● **WHAT TO DO**
Two lines in the data below mark the range: the one with "package org.hibernate.hql.internal.ast.util;" and the one with "Should be fixed since 5.4.9". Return both, along with every line between them, exactly.

● **MATERIAL FOR THIS EXERCISE**

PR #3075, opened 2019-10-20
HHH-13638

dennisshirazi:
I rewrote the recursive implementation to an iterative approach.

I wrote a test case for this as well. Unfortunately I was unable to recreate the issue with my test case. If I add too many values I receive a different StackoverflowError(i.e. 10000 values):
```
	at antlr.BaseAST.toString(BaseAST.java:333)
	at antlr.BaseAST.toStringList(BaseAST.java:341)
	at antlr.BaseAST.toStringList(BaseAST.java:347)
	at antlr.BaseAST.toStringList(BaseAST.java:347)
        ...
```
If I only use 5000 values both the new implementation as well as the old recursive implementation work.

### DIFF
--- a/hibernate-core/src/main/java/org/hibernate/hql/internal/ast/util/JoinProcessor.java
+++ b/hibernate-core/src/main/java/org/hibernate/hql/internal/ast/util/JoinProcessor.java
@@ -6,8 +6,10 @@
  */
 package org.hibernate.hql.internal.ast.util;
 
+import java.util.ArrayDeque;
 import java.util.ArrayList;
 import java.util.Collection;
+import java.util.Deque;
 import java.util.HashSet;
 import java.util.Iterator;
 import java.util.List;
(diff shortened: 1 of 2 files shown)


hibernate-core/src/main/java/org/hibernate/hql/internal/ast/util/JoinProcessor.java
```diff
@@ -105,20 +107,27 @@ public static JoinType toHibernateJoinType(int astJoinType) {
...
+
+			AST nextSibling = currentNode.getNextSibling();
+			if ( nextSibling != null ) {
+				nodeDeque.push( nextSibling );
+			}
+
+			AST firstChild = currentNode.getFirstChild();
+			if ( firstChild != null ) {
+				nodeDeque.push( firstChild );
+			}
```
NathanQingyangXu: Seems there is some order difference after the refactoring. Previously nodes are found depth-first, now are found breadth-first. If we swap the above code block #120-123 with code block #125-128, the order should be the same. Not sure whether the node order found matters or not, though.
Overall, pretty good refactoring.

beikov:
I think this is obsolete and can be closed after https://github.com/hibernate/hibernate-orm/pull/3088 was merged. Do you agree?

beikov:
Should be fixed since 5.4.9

...

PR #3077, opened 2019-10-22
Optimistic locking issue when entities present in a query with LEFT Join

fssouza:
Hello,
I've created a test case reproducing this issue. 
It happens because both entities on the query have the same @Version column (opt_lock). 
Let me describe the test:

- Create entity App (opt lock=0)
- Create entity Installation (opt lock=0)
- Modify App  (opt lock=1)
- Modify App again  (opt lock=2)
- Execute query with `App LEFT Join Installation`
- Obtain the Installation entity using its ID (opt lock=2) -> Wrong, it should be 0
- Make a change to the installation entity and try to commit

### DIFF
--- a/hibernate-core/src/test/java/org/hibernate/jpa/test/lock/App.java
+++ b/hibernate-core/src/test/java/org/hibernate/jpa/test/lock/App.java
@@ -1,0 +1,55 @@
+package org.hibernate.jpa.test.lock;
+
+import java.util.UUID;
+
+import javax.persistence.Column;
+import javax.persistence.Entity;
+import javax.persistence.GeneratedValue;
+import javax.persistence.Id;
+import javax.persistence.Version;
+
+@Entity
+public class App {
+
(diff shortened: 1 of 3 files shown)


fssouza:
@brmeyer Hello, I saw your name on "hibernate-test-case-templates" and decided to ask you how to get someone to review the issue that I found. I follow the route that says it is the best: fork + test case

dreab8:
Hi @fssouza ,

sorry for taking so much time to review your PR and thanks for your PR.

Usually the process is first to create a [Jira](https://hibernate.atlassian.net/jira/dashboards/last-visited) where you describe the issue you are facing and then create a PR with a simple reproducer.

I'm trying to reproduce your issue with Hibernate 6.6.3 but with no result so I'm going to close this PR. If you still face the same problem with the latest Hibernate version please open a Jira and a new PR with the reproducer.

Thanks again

● **ANSWER TO THIS TASK**
 package org.hibernate.hql.internal.ast.util;
 
+import java.util.ArrayDeque;
 import java.util.ArrayList;
 import java.util.Collection;
+import java.util.Deque;
 import java.util.HashSet;
 import java.util.Iterator;
 import java.util.List;
(diff shortened: 1 of 2 files shown)


hibernate-core/src/main/java/org/hibernate/hql/internal/ast/util/JoinProcessor.java
```diff
@@ -105,20 +107,27 @@ public static JoinType toHibernateJoinType(int astJoinType) {
...
+
+			AST nextSibling = currentNode.getNextSibling();
+			if ( nextSibling != null ) {
+				nodeDeque.push( nextSibling );
+			}
+
+			AST firstChild = currentNode.getFirstChild();
+			if ( firstChild != null ) {
+				nodeDeque.push( firstChild );
+			}
```
NathanQingyangXu: Seems there is some order difference after the refactoring. Previously nodes are found depth-first, now are found breadth-first. If we swap the above code block #120-123 with code block #125-128, the order should be the same. Not sure whether the node order found matters or not, though.
Overall, pretty good refactoring.

beikov:
I think this is obsolete and can be closed after https://github.com/hibernate/hibernate-orm/pull/3088 was merged. Do you agree?

beikov:
Should be fixed since 5.4.9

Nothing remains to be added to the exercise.